**About this exercise**
Each record is to be printed exactly as given, down to the last mark.

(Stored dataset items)
++++++
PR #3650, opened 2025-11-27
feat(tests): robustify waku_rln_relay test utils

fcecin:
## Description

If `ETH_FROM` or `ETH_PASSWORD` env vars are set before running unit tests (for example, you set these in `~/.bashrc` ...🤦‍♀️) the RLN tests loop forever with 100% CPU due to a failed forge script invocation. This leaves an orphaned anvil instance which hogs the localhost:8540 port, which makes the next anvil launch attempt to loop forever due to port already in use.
++++++
**Result for this exercise**
PR #3650, opened 2025-11-27
feat(tests): robustify waku_rln_relay test utils

fcecin:
## Description

If `ETH_FROM` or `ETH_PASSWORD` env vars are set before running unit tests (for example, you set these in `~/.bashrc` ...🤦‍♀️) the RLN tests loop forever with 100% CPU due to a failed forge script invocation. This leaves an orphaned anvil instance which hogs the localhost:8540 port, which makes the next anvil launch attempt to loop forever due to port already in use.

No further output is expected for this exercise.